Even when Learning Management Systems were in their prime, there was evidence of serious issues in their use. Teachers tended to use such environments as an extended file storage system; forums and discussion spaces were frequently under populated. In other words such systems were used for managing learning, rather than for learning itself.  Learners expropriated and adapted consumer and productivity applications for their learning. Such trends became more pronounced with the emergence of Web 2.0 and social software. Social networking applications in particular, allowed the development of personal learning networks. Rather than go to the institutionally sanctioned LMS or VLE, learners communicated through Facebook or Whats App. PLNs were not longer limited to class or course cohorts but encompassed wider social and learning networks. Wikipedia has emerged as a major open resource for learning.

As mobile technologies have become increasingly powerful and, at least in some countries, internet access has become increasingly ubiquitous, learners use their own devices for learning and are not confined to institutional facilities. Regardless of trends in educational technology theory and research, learners are developing and using their own Personal Learning Environments.

At the same time, the ongoing rapid developments in technologies are changing forms of knowledge development and leading to pressures for lifelong learning.
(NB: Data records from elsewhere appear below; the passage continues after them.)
PR #909, opened 2025-11-06
Prevent re-execution of sensitive commands from console history

waketraindev:
Sensitive RPC commands such as `walletpassphrase` or `createwallet`
have their arguments redacted when stored in the console history.
Even though their parameters are hidden, these commands could still
be recalled and executed again, which might lead to unintended or
harmful actions.

This change extends the existing blocking filter that prevents
re-execution of commands considered sensitive or risky when recalled
from history. Such entries are prefixed with a leading character (`!`),
marking them as non-executable. When the user attempts to run them
again from history, the console blocks the action and displays an
informational message. Commands entered manually remain unaffected.

In addition to wallet and key-related RPCs, this filter now also
covers transaction-related commands such as `send`, `sendall`,
`sendmany`, and `sendtoaddress`, which may cause unwanted effects
if repeated from history.

Test coverage has been expanded to verify redaction and blocking
behavior, ensuring that sensitive commands are correctly identified
and prefixed. The console help text has been updated to describe
this functionality.

### DIFF
--- a/src/qt/rpcconsole.cpp
+++ b/src/qt/rpcconsole.cpp
@@ -83,6 +83,14 @@ const QStringList historyFilter = QStringList()
 
 }
 
+// List of commands that may cause unintended effects if accidentally re-executed from history
+const QStringList sensitiveFilter = QStringList()
+    << "send"
+    << "sendall"
+    << "sendmany"
+    << "sendtoaddress"
+;
+
 /* Object for executing console RPC commands in a separate thread.
 */
 class RPCExecutor : public QObject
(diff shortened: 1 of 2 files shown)


src/qt/rpcconsole.cpp
```diff
@@ -1094,6 +1104,12 @@ void RPCConsole::startExecutor()
         m_is_executing = false;
     });
 
+    connect(m_executor, &RPCExecutor::noop, this, [this]() {
+        ui->messagesWidget->undo();
+        scrollToEnd();
+        m_is_executing = false;
+    });
```
luke-jr: Why does this need a signal/slot?

luke-jr (changes requested):

waketraindev:
* Blocking character was changed from '#' to '!' in order to reserve '#' for printing comments such as like bash
* Removed noop slot and signal
* Added alert window when a command starting with ! is entered
* Commands starting with ! don't print, and don't go to history
* Updated PR title and description to reflect the changes

hebasto:
Please rebase.

PR #910, opened 2025-11-06
Added test coverage for qt gui#901 console history filter

waketraindev:
Add test coverage for the QT rpc console updated filtered commands in gui#901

Universities and educational institutions can no longer preserve a monopoly on knowledge. Notwithstanding their continuing hold on accreditation, institutions are no longer the only providers of learning, a move seen in the heart-searching by universities as to their mission and role.
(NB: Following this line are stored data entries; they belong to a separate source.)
PR #911, opened 2025-11-19
Adds non-mempool wallet balance to overview

ajtowns:
The wallet can contain transactions that are not accepted into the node's mempool (eg due to containing a too large OP_RETURN output, due to too low a feerate, or due to too many unconfirmed ancestors). In the event you end up in this situation, it can appear as if funds have gone missing from your wallet due to the non-mempool balance not being reported. Correct this by reporting the non-mempool balance.

See bitcoin/bitcoin#33671 for further context.

### DIFF
--- a/src/qt/bitcoinunits.cpp
+++ b/src/qt/bitcoinunits.cpp
@@ -142,7 +142,6 @@ QString BitcoinUnits::formatHtmlWithUnit(Unit unit, const CAmount& amount, bool 
 
 QString BitcoinUnits::formatWithPrivacy(Unit unit, const CAmount& amount, SeparatorStyle separators, bool privacy)
 {
-    assert(amount >= 0);
     QString value;
     if (privacy) {
         value = format(unit, 0, false, separators, true).replace('0', '#');
--- a/src/qt/forms/overviewpage.ui
+++ b/src/qt/forms/overviewpage.ui
@@ -130,14 +130,14 @@
               </property>
              </widget>
             </item>
-            <item row="3" column="0" colspan="2">
+            <item row="4" column="0" colspan="2">
              <widget class="Line" name="line">
               <property name="orientation">
                <enum>Qt::Horizontal</enum>
               </property>
              </widget>
             </item>
-            <item row="4" column="0">
+            <item row="5" column="0">
              <widget class="QLabel" name="labelTotalText">
               <property name="text">
                <string>Total:</string>
@@ -183,7 +183,33 @@
               </property>
              </widget>
             </item>
-            <item row="4" column="1">
+            <item row="3" column="1">
+             <widget class="QLabel" name="labelNonMempool">
+              <property name="cursor">
+               <cursorShape>IBeamCursor</cursorShape>
+              </property>
+              <property name="toolTip">
+               <string>Balance for wallet transactions not in the mempool</string>
+              </property>
+              <property name="text">
+               <string notr="true">0.00000000 BTC</string>
+              </property>
+              <property name="alignment">
+               <set>Qt::AlignRight|Qt::AlignTrailing|Qt::AlignVCenter</set>
+              </property>
+              <property name="textInteractionFlags">
+               <set>Qt::LinksAccessibleByMouse|Qt::TextSelectableByKeyboard|Qt::TextSelectableByMouse</set>
+              </property>
+             </widget>
+            </item>
+            <item row="3" column="0">
+             <widget class="QLabel" name="labelNonMempoolText">
+              <property name="text">
+               <string>Non-mempool:</string>
+              </property>
+             </widget>
+            </item>
+            <item row="5" column="1">
              <widget class="QLabel" name="labelTotal">
               <property name="cursor">
                <cursorShape>IBeamCursor</cursorShape>
--- a/src/qt/overviewpage.cpp
+++ b/src/qt/overviewpage.cpp
@@ -190,13 +190,20 @@ void OverviewPage::setBalance(const interfaces::WalletBalances& balances)
     ui->labelBalance->setText(BitcoinUnits::formatWithPrivacy(unit, balances.balance, BitcoinUnits::SeparatorStyle::ALWAYS, m_privacy));
     ui->labelUnconfirmed->setText(BitcoinUnits::formatWithPrivacy(unit, balances.unconfirmed_balance, BitcoinUnits::SeparatorStyle::ALWAYS, m_privacy));
     ui->labelImmature->setText(BitcoinUnits::formatWithPrivacy(unit, balances.immature_balance, BitcoinUnits::SeparatorStyle::ALWAYS, m_privacy));
-    ui->labelTotal->setText(BitcoinUnits::formatWithPrivacy(unit, balances.balance + balances.unconfirmed_balance + balances.immature_balance, BitcoinUnits::SeparatorStyle::ALWAYS, m_privacy));
+    ui->labelNonMempool->setText(BitcoinUnits::formatWithPrivacy(unit, balances.nonmempool_balance, BitcoinUnits::SeparatorStyle::ALWAYS, m_privacy));
+    ui->labelTotal->setText(BitcoinUnits::formatWithPrivacy(unit, balances.balance + balances.unconfirmed_balance + balances.immature_balance + balances.nonmempool_balance, BitcoinUnits::SeparatorStyle::ALWAYS, m_privacy));
     // only show immature (newly mined) balance if it's non-zero, so as not to complicate things
     // for the non-mining users
     bool showImmature = balances.immature_balance != 0;
 
     ui->labelImmature->setVisible(showImmature);
     ui->labelImmatureText->setVisible(showImmature);
+
+    // likewise for non-mempool balances
+    bool showNonMempool = balances.nonmempool_balance != 0;
+
+    ui->labelNonMempool->setVisible(showNonMempool);
+    ui->labelNonMempoolText->setVisible(showNonMempool);
 }
 
 void OverviewPage::setClientModel(ClientModel *model)
@@ -296,5 +303,6 @@ void OverviewPage::setMonospacedFont(const QFont& f)
     ui->labelBalance->setFont(f);
     ui->labelUnconfirmed->setFont(f);
     ui->labelImmature->setFont(f);
+    ui->labelNonMempool->setFont(f);
     ui->labelTotal->setFont(f);
 }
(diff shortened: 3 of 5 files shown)


ajtowns:
Rebased after merge of parent PR, should be ready to review. Happy to close if some someone wants to take over.

polespinasa:
Maybe I'm not understanding the issue, but does this matter?
If that is a transaction we created we will not broadcast it.
If that is a transaction we are receiving we will not be able to spend the outputs until it is confirmed as the child will be rejected by our mempool.

So I am not really getting the issue, we just need to wait for it to be confirmed.

IIUC this only makes sense for private-broadcast.

ajtowns:
Worst case, I guess: if you make a transaction that doesn't hit the mempool, it won't be visible in your balance, which may lead you to try to make the same transaction again. That might happen if the first transaction was spending some unconfirmed outputs from large transactions, so your new transaction would have exceeded the cluster size limits. Once those large transactions confirm, your nonmempool transaction will be broadcast and able to be confirmed.

pablomartin4btc (commented):
Concept ACK

>The negative sign for the non-mempool stuff isn't really very clear, perhaps.

I think for negative amounts we use `COLOR_NEGATIVE`  - defined in `guiconstants.h` (at least for transactions).

Thinking out loud... shouldn't be the non-mempool balance shown under the pending one like a subitem...

polespinasa:
> Worst case, I guess: if you make a transaction that doesn't hit the mempool, it won't be visible in your balance, which may lead you to try to make the same transaction again. That might happen if the first transaction was spending some unconfirmed outputs from large transactions, so your new transaction would have exceeded the cluster size limits. Once those large transactions confirm, your nonmempool transaction will be broadcast and able to be confirmed.

I see, didn't check the code when asking, had the same concerns as here https://github.com/bitcoin/bitcoin/pull/33671#issuecomment-3554858459, but I saw the approach taken there was pretty nice tbh.

Concept ACK

polespinasa:
> The negative sign for the non-memool stuff isn't really very clear, perhaps.

It is not :)

I don't think we show in the balance overview the "negative" (outgoing) balance, we just reduce the available amount.
imagen

src/qt/forms/overviewpage.ui
```diff
@@ -183,7 +183,33 @@
...
+              </property>
+              <property name="textInteractionFlags">
+               <set>Qt::LinksAccessibleByMouse|Qt::TextSelectableByKeyboard|Qt::TextSelectableByMouse</set>
+              </property>
+             </widget>
+            </item>
+            <item row="3" column="0">
+             <widget class="QLabel" name="labelNonMempoolText">
+              <property name="text">
+               <string>Non-mempool:</string>
```
polespinasa, line 208: just a silly feel-free-to-ignore nit: in the rpc we use `nonmempool` no `non_mempool`. Maybe we don't want to use the `-` for consistency?

Also maybe mempool can be tooo techincal for some users? What about `Pending (unbroadcast)` or something similar?

src/qt/bitcoinunits.cpp
```diff
@@ -142,7 +142,6 @@ QString BitcoinUnits::formatHtmlWithUnit(Unit unit, const CAmount& amount, bool
 
 QString BitcoinUnits::formatWithPrivacy(Unit unit, const CAmount& amount, SeparatorStyle separators, bool privacy)
 {
-    assert(amount >= 0);
```
polespinasa, line 145: nit: Maybe this change motivation should be documented in the commit message. It is not clear why is needed.
Just a simple line saying that `m_mine_nonmempool` is always negative so this assert is no longer true should be enough.

src/qt/overviewpage.cpp
```diff
@@ -190,13 +190,20 @@ void OverviewPage::setBalance(const interfaces::WalletBalances& balances)
...
+    ui->labelTotal->setText(BitcoinUnits::formatWithPrivacy(unit, balances.balance + balances.unconfirmed_balance + balances.immature_balance + balances.nonmempool_balance, BitcoinUnits::SeparatorStyle::ALWAYS, m_privacy));
     // only show immature (newly mined) balance if it's non-zero, so as not to complicate things
     // for the non-mining users
     bool showImmature = balances.immature_balance != 0;
 
     ui->labelImmature->setVisible(showImmature);
     ui->labelImmatureText->setVisible(showImmature);
+
+    // likewise for non-mempool balances
+    bool showNonMempool = balances.nonmempool_balance != 0;
```
polespinasa, line 203: maybe `< 0` ?

src/qt/test/wallettests.cpp
polespinasa, line 278: Maybe we can use this PR to update this to also use:
`walletModel.wallet().getBalances().balance`

Like you did below?

src/qt/forms/overviewpage.ui
```diff
@@ -183,7 +183,33 @@
...
              </widget>
             </item>
-            <item row="4" column="1">
+            <item row="3" column="1">
+             <widget class="QLabel" name="labelNonMempool">
+              <property name="cursor">
+               <cursorShape>IBeamCursor</cursorShape>
+              </property>
+              <property name="toolTip">
+               <string>Balance for wallet transactions not in the mempool</string>
```
pablomartin4btc, line 192: nit: I think the tooltip text doesn't tell the user what that means in practice, or why it's negative...

```suggestion
               <string>Balance about to be spent by wallet transactions not currently in the mempool. May never confirm.</string>
```

src/qt/forms/overviewpage.ui
pablomartin4btc: I was thinking the same and have expressed it in my previous [comment](https://github.com/bitcoin-core/gui/pull/911#pullrequestreview-4538226876) but I've checked in the code and it seems that unbroadcast has a different meaning I think (transactions that ARE in the mempool but haven't been relayed to peers yet - `m_unbroadcast_txids` in `txmempool.h`), and for the pending section, there's a key difference: Pending = mempool → almost certain to confirm soon; Non-mempool = might never confirm,  so it would be  also misleading.

src/qt/overviewpage.cpp
```diff
@@ -190,13 +190,20 @@ void OverviewPage::setBalance(const interfaces::WalletBalances& balances)
     ui->labelBalance->setText(BitcoinUnits::formatWithPrivacy(unit, balances.balance, BitcoinUnits::SeparatorStyle::ALWAYS, m_privacy));
     ui->labelUnconfirmed->setText(BitcoinUnits::formatWithPrivacy(unit, balances.unconfirmed_balance, BitcoinUnits::SeparatorStyle::ALWAYS, m_privacy));
     ui->labelImmature->setText(BitcoinUnits::formatWithPrivacy(unit, balances.immature_balance, BitcoinUnits::SeparatorStyle::ALWAYS, m_privacy));
-    ui->labelTotal->setText(BitcoinUnits::formatWithPrivacy(unit, balances.balance + balances.unconfirmed_balance + balances.immature_balance, BitcoinUnits::SeparatorStyle::ALWAYS, m_privacy));
+    ui->labelNonMempool->setText(BitcoinUnits::formatWithPrivacy(unit, balances.nonmempool_balance, BitcoinUnits::SeparatorStyle::ALWAYS, m_privacy));
+    ui->labelTotal->setText(BitcoinUnits::formatWithPrivacy(unit, balances.balance + balances.unconfirmed_balance + balances.immature_balance + balances.nonmempool_balance, BitcoinUnits::SeparatorStyle::ALWAYS, m_privacy));
```
pablomartin4btc, line 194: nit: the non-mempool balance is currently a plain text with no visual emphasis, perhaps since it's always negative, it should be red (like negative amounts in the transaction list)... (haven't tested it)
```suggestion
    ui->labelNonMempool->setStyleSheet("QLabel { color: " + COLOR_NEGATIVE.name() + "; }");
    ui->labelTotal->setText(BitcoinUnits::formatWithPrivacy(unit, balances.balance + balances.unconfirmed_balance + balances.immature_balance + balances.nonmempool_balance, BitcoinUnits::SeparatorStyle::ALWAYS, m_privacy));
```

pablomartin4btc (commented):
@ajtowns, I've added a test that perhaps you may want to include here, it checks the label visibility and its value, please check e746d9ef6225b1c4281ce514fb4e21fc98b4c56a (based on top of your changes).

I think this PR should include a `doc/release-notes-911.md` file. Suggested text:

```
GUI Changes
-----------
  - The Overview page now displays a "Non-mempool:" balance row showing funds that would be spent if wallet transactions currently outside the mempool were to confirm. This row is only shown when non-mempool wallet transactions are present.
```

src/qt/forms/overviewpage.ui
polespinasa: Maybe `non-standard` and then add a `?` icon next to it, if putting the mouse on top it shows a small explanation? IIRC we used that `?` in the past for some rbf comments.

Such changes are reflected in the growing movement towards open learning, be it in the form of MOOCs or in the increasing availability of Open Educational Resources. The popularity of MOOCs has revealed a vast pent up demand for learning and at least in the form of the c-MOOCs has speeded the adoption of PLEs. MOOCs are in their infancy and we can expect the rapid emergence of other forms of open learning or open education in the next few years.

Learning is becoming multi-episodic, with people moving in and out of courses and programmes. More importantly the forms and sources of learning are increasingly varied with people combining participation in face-to-face courses, online and blended learning programmes and self directed and peer supported learning using different internet technologies.
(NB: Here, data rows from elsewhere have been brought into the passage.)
PR #915, opened 2025-11-22
Defer transaction signing until user clicks Send

### LINKED ISSUE #30070: Load PSBT error: Unable to decode PSBT

### Current behaviour

"Load PSBT from ..." from menu, error shows:
`Unable to decode PSBT 
Unsigned tx does not have empty scriptSigs and scriptWitnesses.: unspecified iostream_category error`

decodepsbt and analyzepsbt show the same error too:
`TX decode failed Unsigned tx does not have empty scriptSigs and scriptWitnesses.: unspecified iostream_category error (code -22)`

### Expected behaviour

Load PSBT success.

### Steps to reproduce

I test PSBT in my wallet today, create a transaction in Bitcoin Core, click "send" and "create unsigned", then "Load PSBT from ..." from menu

I'm using prune mode for block chain. This address I made tx was obtained by importprivkey, and then covert to Descriptor Wallets by migratewallet.

### Relevant log output

no relevant log.

Pre-built binaries

Bitcoin Core version v27.0.0

MacOS 14.4.1

### Machine specifications

_No response_

151henry151:
Fixes [#30070](https://github.com/bitcoin/bitcoin/issues/30070)

When creating an unsigned PSBT from the GUI, the transaction was already signed during preparation, causing legacy inputs to have non-empty scriptSig fields. The PSBT parser then rejects them.

This defers signing until the user clicks "Send" instead of signing during preparation. Fee calculation still works since transactions can be created without signing.

Follows the approach suggested by @achow101 in the issue comments.

### DIFF
--- a/src/qt/sendcoinsdialog.cpp
+++ b/src/qt/sendcoinsdialog.cpp
@@ -281,6 +281,8 @@ bool SendCoinsDialog::PrepareSendText(QString& question_string, QString& informa
     }
 
     // prepare transaction for getting txFee earlier
+    // Create unsigned transaction to support creating unsigned PSBTs.
+    // Signing is deferred until the user clicks "Send".
     m_current_transaction = std::make_unique<WalletModelTransaction>(recipients);
     WalletModel::SendCoinsReturn prepareStatus;
 
@@ -357,7 +359,7 @@ bool SendCoinsDialog::PrepareSendText(QString& question_string, QString& informa
 
         // append transaction size
         //: When reviewing a newly created PSBT (via Send flow), the transaction fee is shown, with "virtual size" of the transaction displayed for context
-        question_string.append(" (" + tr("%1 kvB", "PSBT transaction creation").arg((double)m_current_transaction->getTransactionSize() / 1000, 0, 'g', 3) + "): ");
+        question_string.append(" (" + tr("%1 kvB (unsigned)", "PSBT transaction creation").arg((double)m_current_transaction->getTransactionSize() / 1000, 0, 'g', 3) + "): ");
 
         // append transaction fee value
         question_string.append("<span style='color:#aa0000; font-weight:bold;'>");
@@ -515,6 +517,12 @@ void SendCoinsDialog::sendButtonClicked([[maybe_unused]] bool checked)
         presentPSBT(psbtx);
     } else {
         // "Send" clicked
+        WalletModel::UnlockContext ctx(model->requestUnlock());
+        if (!ctx.isValid()) {
+            fNewRecipientAllowed = true;
+            return;
+        }
+
         assert(!model->wallet().privateKeysDisabled() || model->wallet().hasExternalSigner());
         bool broadcast = true;
         if (model->wallet().hasExternalSigner()) {
@@ -539,6 +547,24 @@ void SendCoinsDialog::sendButtonClicked([[maybe_unused]] bool checked)
                 } else {
                     presentPSBT(psbtx);
                 }
+            }
+        } else {
+            // Sign the transaction now that the user has confirmed they want to send.
+            CMutableTransaction mtx = CMutableTransaction{*(m_current_transaction->getWtx())};
+            PartiallySignedTransaction psbtx(mtx);
+            bool complete = false;
+            // Fill and sign the PSBT
+            const auto err{model->wallet().fillPSBT(std::nullopt, /*sign=*/true, /*bip32derivs=*/false, /*n_signed=*/nullptr, psbtx, complete)};
+            if (err || !complete) {
+                Q_EMIT message(tr("Send Coins"), tr("Failed to sign transaction."),
+                    CClientUIInterface::MSG_ERROR);
+                send_failure = true;
+                broadcast = false;
+            } else {
+                // Extract the signed transaction
+                CHECK_NONFATAL(FinalizeAndExtractPSBT(psbtx, mtx));
+                const CTransactionRef tx = MakeTransactionRef(mtx);
+                m_current_transaction->setWtx(tx);
             }
         }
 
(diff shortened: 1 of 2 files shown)


151henry151:
It looks like the one failing check is a CI issue with disk space too low. I'm not sure how to address that. I think the code of the PR is correct.

151henry151:
@achow101 would you like to check this out and let me know if it looks OK?

151henry151:
Should I push an empty commit to trigger a re-run of the CI here, or is there some other action needed?

src/qt/walletmodel.cpp
```diff
@@ -147,7 +147,7 @@ bool WalletModel::validateAddress(const QString& address) const
     return IsValidDestinationString(address.toStdString());
 }
 
-WalletModel::SendCoinsReturn WalletModel::prepareTransaction(WalletModelTransaction &transaction, const CCoinControl& coinControl)
+WalletModel::SendCoinsReturn WalletModel::prepareTransaction(WalletModelTransaction &transaction, const CCoinControl& coinControl, bool sign)
```
achow101: `prepareTransaction` has only a single caller that already sets `sign = false`. I don't think this needs to take a parameter, it can just always not sign.

achow101 (commented):
Concept ACK

src/qt/walletmodel.cpp
151henry151: suggestion implemented

src/qt/sendcoinsdialog.cpp
```diff
@@ -540,6 +542,24 @@ void SendCoinsDialog::sendButtonClicked([[maybe_unused]] bool checked)
                     presentPSBT(psbtx);
                 }
             }
+        } else {
+            // Sign the transaction now that the user has confirmed they want to send.
+            CMutableTransaction mtx = CMutableTransaction{*(m_current_transaction->getWtx())};
+            PartiallySignedTransaction psbtx(mtx);
+            bool complete = false;
+            // Fill and sign the PSBT
+            const auto err{model->wallet().fillPSBT(std::nullopt, /*sign=*/true, /*bip32derivs=*/false, /*n_signed=*/nullptr, psbtx, complete)};
```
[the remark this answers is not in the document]
151henry151: refactored as suggested

johnny9 (commented):
Double check this works with locked encrypted wallets

johnny9 (changes requested):
Need to move the UnlockContext when you sign the transaction otherwise it fails to send now.

https://github.com/user-attachments/assets/6b7e6894-b803-4753-9f20-66541af63633

src/qt/sendcoinsdialog.cpp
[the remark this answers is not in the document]
151henry151: @johnny9 I think I've addressed this correctly with [39a5fed](https://github.com/bitcoin-core/gui/commit/39a5fed760273d796d6b7e4cb298fc36d4d27022) -- it passed my local tests; do you want to check it out and see if it looks good to you?

johnny9: This is a little different now that the current transaction isn't signed yet so the kvB is different now than before.  Can either change the dialog to make this clear or adjust this size to be the same as the estimated size the fee calculation uses.

johnny9 (commented):
Moving the UnlockContext in the "Send" click flow resolved the previous issue. I think the previous UnlockContext is no longer needed.

I also see that the send confirmation dialog isn't as accurate as it was previously so should adjust what the dialog says or expose the correct fee estimated size through the model.

src/qt/sendcoinsdialog.cpp
```diff
@@ -269,23 +272,18 @@ bool SendCoinsDialog::PrepareSendText(QString& question_string, QString& informa
     }
 
     fNewRecipientAllowed = false;
-    WalletModel::UnlockContext ctx(model->requestUnlock());
-    if(!ctx.isValid())
-    {
-        // Unlock wallet was cancelled
```
johnny9: I think I was wrong about removing this. I think you will need unlock here too to be sure you can get a change address.

johnny9 (commented):
I actually think I was wrong and we need both UnlockContexts. Sorry to flp-flop on that.  Also take a look at achow's comment again. Seems like you didnt remove the parameter he mentioned. Other than those things I think this looks good now

Ari4ka (approved):

151henry151:
@johnny9 @achow101 I think this is ready for review, if anybody wants to check it out?

Ari4ka (approved):

151henry151:
Just checking in; anything further I can do here to get this ready for merge?

Ari4ka (approved):

maflcko:
According to https://btctranscripts.com/bitcoin-core-dev-tech/2026-05/qml-planning and https://btctranscripts.com/bitcoin-core-dev-tech/2026-05/qml-update, there seems to be momentum toward QML, so review in the legacy gui is reduced for now?

151henry151:
Rebased onto current master (4b91316643). Updated for the current `fillPSBT`/`PSBTFillOptions` API and post–gui#807 `createTransaction` flow.

`prepareTransaction` now always calls `createTransaction` with `sign=false`; internal wallets sign via `fillPSBT` only after the user clicks Send, with `UnlockContext` at prepare and send (encrypted wallets). The confirmation dialog labels tx size as unsigned. This should also subsume the overlapping `walletmodel.cpp` hunk in bitcoin/bitcoin#33112.

Tested with `cmake --build build --target bitcoin-qt test_bitcoin-qt` and `./build/bin/test_bitcoin-qt --run_all` — passed.

Re QML: agreed there's momentum toward a QML replacement, but this is a small fix for the GUI we still ship today (#30070); I don't think that direction makes this redundant in the meantime.

151henry151:
CI on the latest push is mostly failing at "Restore caches" with warpbuilds/cache/restore@v1 not allowed on this repo — could that be from the rebased master CI workflow rather than the patch itself, or did I miss something I should have done?

hebasto:
> CI on the latest push is mostly failing at "Restore caches" with warpbuilds/cache/restore@v1 not allowed on this repo — could that be from the rebased master CI workflow rather than the patch itself, or did I miss something I should have done?

Should work now.

Ari4ka (approved):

These changes are reflected in discussion over pedagogy and digital literacies. It is no longer enough to be computer literate. Learners need to be able to direct and manage their own learning, formal and informal, regardless of form and source. In conjunction with More Knowledge Others (Vygotsky, 1978) they need to scaffold their own learning and to develop a personal knowledge base. At the same time as the dominance of official accreditation wanes, they need to be able to record and present their learning achievement. Personal Learning Environments are merely tools to allow this to happen.

All this leads to the issue of the role of educational technology researchers and developers. In research terms we need to understand more not just about how people use technology or learning but how they construct a personal knowledge base, how they access different resources for learning, including people and how knowledge is exchanged and developed.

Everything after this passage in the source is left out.